Here's my suggestion for standardizing header correction:
A file has two ROM sizes.
- "Header ROM size" is the total of PRG ROM size and CHR ROM size from the header. It is valid only if the file is at least 16 bytes larger than this size.
- "File ROM size" the file size, minus 16 bytes, rounded down to an 8 KiB boundary, and rounded further down to the sum of two powers of two. This may produce a wrong result in the case of a PlayChoice ROM whose CHR ROM is 8 KiB or nonexistent, as it will assume the instruction ROM is part of CHR ROM. But it will produce the correct for the most notable game with a non-power-of-two PRG ROM size, as the total size of Action 52 is still 2 MiB.

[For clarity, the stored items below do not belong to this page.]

PR #31, opened 2024-08-23
Use predefined symbols

yutannihilation:
As `StringInterner` assigns the index sequentially, we can use predefined symbols by ensuring the strings are interned by a specific order. This is what I commented on https://github.com/tomoyanonymous/mimium-rs/pull/25#issuecomment-2296470211.

I think this is not a priority. I still need to figure out several remaining things.

* Is this useful at all?
* How can I make compilation fail if there are duplicated entries?
* ~~Does `Type` need similar trick? (`SlotMap` has `insert_with_key()`, so we can probably prefill it. But `Key` is probably not `const`)~~ (edit: `insert_with_key()` was not what I expected. It just inserts a pair of key and value, so it's not possible to determine the key before inserting.)

---

### Usage

``` rust
mimium_symbols! {
    EntryPoint {
        dsp,
        global: "_mimium_global",
    }

    BuiltinFn {
        neg,
        sin,
        cos,
    }

    SpecialFn {
        delay,
    }
}
```

Above code is expanded into the following

``` rust
pub mod symbols {
    pub mod entry_point {
        use crate::interner::Symbol;
        pub const DSP: Symbol = Symbol(0usize);
        pub const GLOBAL: Symbol = Symbol(1usize);
    }
    pub mod builtin_fn {
        use crate::interner::Symbol;
        pub const NEG: Symbol = Symbol(2usize);
        pub const SIN: Symbol = Symbol(3usize);
        pub const COS: Symbol = Symbol(4usize);
    }
    pub mod special_fn {
        use crate::interner::Symbol;
        pub const DELAY: Symbol = Symbol(5usize);
    }
}
impl crate::interner::SessionGlobals {
    pub(crate) fn prefill(&mut self) {
        for s in ["dsp", "_mimium_global", "neg", "sin", "cos", "delay"] {
            self.symbol_interner.get_or_intern(s);
        }
    }
}
```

A ROM's hash is a size followed by the SHA-1 hash value of the concatenated PRG ROM and CHR ROM data. (SHA-1 is used because NesCartDB offers it. I concede it is insecure against constructed collisions since SHAttered, but it is still secure against preimages.) The header correction tool contains a database of hashes extracted from an XML dump of NesCartDB. This list maps each hash to the correct NES 2.0 header. Each entry will thus need 32 bytes: 20 for the hash, and 12 for the header excluding the initial "NES\x1A" (from which the size can be calculated).
The latest dump has 3179
<cartridge> elements; even if I pessimistically assume they're all unique (which they aren't), that's still only 100 KiB.
When attempting to correct a ROM image, the tool calculates its header ROM size and file ROM size. For each distinct valid size, it calculates the hash and compares it to the hashes in the database. If it's found, it returns the header associated with that hash.
If header correction fails to find a hash match, the emulator falls back to the existing iNES or NES 2.0 header. This means homebrew, hacks, obscure games, and the like will still run so long as they already have a valid header. So if you're releasing your own stuff, don't release crap.
If you want, I can make a Python prototype of this algorithm.